確かに、攻撃回数は四刀流のカイリキーの方が多いが、タイプ不一致の『かみなりパンチ』なので一発の威力は低い。
対するコノヨザルはタイプ一致の『ドレインパンチ』なので一発の威力がカイリキーよりも高く、更に回復のオマケ付きだ。
「『ふんどのこぶし』!」
攻撃を何度も受けたので、『ふんどのこぶし』の威力が最大になったので一気に勝負をつけようと『ふんどのこぶし』を指示するが、コノヨザルは動きを止めてしまった。
「ヴ…キィ!」
「しまった⁉︎麻痺か!」
コノヨザルは『かみなりパンチ』の追加効果で麻痺状態になってしまった。
「チャンスよ!『かみなりパンチ』!」
「クッ、防御を固めろ!」
攻撃を回避出来ないと判断し、防御してダメージを減らそうとするが、カイリキーの三発の『かみなりパンチ』で防御している腕を弾かれ最後の『かみなりパンチ』がコノヨザルに直撃してしまった。

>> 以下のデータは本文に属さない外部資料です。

PR #6463, opened 2026-08-23
fix(sftp): adapt russh preferred algorithms

overtrue:
Adds the new russh 0.63 host-key certificate preference explicitly and keeps it empty for the SFTP server, where certificates are configured through the server config. Includes a regression assertion. Verified with cargo fmt, git diff --check, and cargo metadata; the focused Cargo build is left to CI while another repository build is using the shared target directory.


overtrue:
Included in #6460 as 38b501ec15c117377f4f80b11eb16bfb89921559, so this duplicate is no longer needed.

PR #6466, opened 2026-08-23
fix(ecstore): fence pool metadata replica updates

overtrue:
## Related Issues

Refs rustfs/backlog#1916.

## Summary of Changes

- Serialize runtime `pool.bin` reads and writes under the same distributed fence.
- Build each runtime write from the latest locked replica and publish only the affected pool entries, preserving newer durable and in-memory state for other pools.
- Keep pool metadata writes and decommission side effects fail-closed after replica errors, distributed-fence loss, or cancellation during a cross-replica save, and shield clear transactions after in-memory mutation can begin.
- Fence decommission start, promotion, completion, cancel, resume, retry, bucket-heal receiver mutations, and tier-free migration with consistent lock ordering.
- Preserve the bucket-heal movement snapshot across peer dispatch, reuse the coordinator guard locally, and fail remote receivers fast behind queued movement writers.
- Add focused regressions for replica recovery, sticky gates, lost distributed fences, decommission interleavings, suspended-pool heal behavior, and queued-writer deadlocks.

## Verification

- `rustfmt --edition 2024 --check` on every changed Rust file
- Two independent final-diff reviews passed for exact head `8ea18d5a44df8f1b9fafa2fd49a601e9ab2e9881`.

## Impact

No on-disk format change. A process that observes unsafe pool metadata refuses further metadata writes and decommission side effects until restart with readable, consistent replicas. Bucket heal may return `SlowDown` while a movement writer is active or queued.

## Additional Notes

This head is rebased onto live main and preserves the merged free-version migration and active-pool read behavior. Final Cargo build and tests were not repeated because the task requires static-only local verification under the disk gate. Fresh CI is the executable gate for this head. Rollback is a normal revert.

---


crates/ecstore/src/core/pools.rs
```diff
@@ -3620,19 +3711,104 @@ impl ECStore {
...
+            .pools
+            .first()
+            .cloned()
+            .ok_or_else(|| Error::other(format!("{operation}: no storage pools available")))?;
+        let pool_meta_lock = pool.new_ns_lock(RUSTFS_META_BUCKET, POOL_META_NAME).await?;
+        let pool_meta_guard = pool_meta_lock
+            .get_write_lock(get_lock_acquire_timeout())
+            .await
+            .map_err(decommission_pool_meta_lock_error)?;
+        let selection = load_pool_meta_replicas_observing(self.pools.clone(), true, write_state).await?;
```
overtrue, line 4757: This fence reads the latest replicas but discards `selection.meta`; the following save clones this node’s stale full document. On this head, a deterministic two-pool test persisted a newer pool 1 timestamp, then `clear_decommission(0)` on a stale node reverted it under this lock. A missed reload can therefore roll back another pool’s durable state. Please base the mutation on the selected persisted snapshot (or use CAS) and keep the regression.

overtrue: Fixed in d5e883a2d. Each write now starts from the latest replica selected under the distributed lock, overlays only the affected pools, and publishes or rolls back only those pools in memory. Added regressions for both durable and runtime cross-pool state preservation.

PR #6468, opened 2026-08-23
fix(connect): make registration bootstrap retry durable

overtrue:
Closes rustfs/connect#280

Make registration readiness an owner-only durable marker, sync each persistence boundary, and leave failed attempts retryable. Unsafe state-root or marker replacement is rejected.

Validation:
- `cargo fmt --all --check`
- `git diff --check`
- focused registration integration suite passed before the final rebase; that rebase only incorporated the main check repair
- CI

### DIFF
--- a/rustfs/src/connect/registration_bootstrap.rs
+++ b/rustfs/src/connect/registration_bootstrap.rs
@@ -50,6 +50,8 @@ pub enum RegistrationBootstrapError {
     RootCaFileSecurity,
     #[error("the Connect state path must be an explicit directory, not a symlink")]
     StateDirectorySecurity,
+    #[error("the Connect state directory parent must be pre-provisioned as a secure durable directory")]
+    StateParentRequired,
     #[error("the Connect bootstrap readiness marker must be an owner-only regular file")]
     StateMarkerSecurity,
     #[error("failed to read protected Connect registration input")]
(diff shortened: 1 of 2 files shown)


rustfs/src/connect/registration_bootstrap.rs
```diff
@@ -111,63 +123,208 @@ fn prepare_state_directory(path: &Path) -> Result<PathBuf, RegistrationBootstrap
...
+
+    // The caller-provisioned parent is the durability anchor. Without a ready
+    // marker, repeat this complete commit sequence after every interruption.
+    for directory in [
+        store_directories[0].clone(),
+        store_directories[1].clone(),
+        path.clone(),
+        state_parent.to_path_buf(),
+    ] {
+        sync(&directory).map_err(RegistrationBootstrapError::Input)?;
```
overtrue, line 199: This path is revalidated only before the loop. If identity is renamed and replaced with a symlink before this call, sync_directory follows the replacement and line 201 still publishes the ready marker; the token and network path then uses that symlinked store. A deterministic post-validation replacement reproduces Ok with the marker present. Please anchor the validated directories or revalidate their identities before readiness.

overtrue (commented):
This readiness race remains blocking.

「戻れ、コノヨザル。ドサイドン、バトルスタンバイ!」
「ドォォサァァ!」
なんとか耐えたコノヨザルだが、これ以上は不利と判断し下げてドサイドンを出した。
ヨーコのカイリキーの特性は恐らく『こんじょう』なので、ブーバーンを出して『ほのおのからだ』などで火傷状態になると厄介なので、相性が悪いがドサイドンを選んだ。
「『クロスチョップ』!」
「リィキィィ!」
「ドサイドン、『いわなだれ』をコントロールして一直線に配置しろ!」
「ドォサァ!」
カイリキーは『クロスチョップ』で突っ込んで来るが、ドサイドンは『いわなだれ』をコントロールして、カイリキーとドサイドンの間にいくつもの岩の盾を配置した。
ドダイトスの『ストーンエッジ』をコントロールする戦術をドサイドンも習得したので、以前より自分の思った所に『いわなだれ』を落とす事が出来る様になった。
カイリキーは岩の盾に突っ込んで来たが、二つ目の岩を破壊した辺りから勢いが徐々に弱くなり、五つ目の岩に弾かれてしまった。
「決めろ!『じしん』!」
すぐに立ち上がろうとするカイリキーだが、次の行動をとる前に『じしん』を喰らい戦闘不能になる。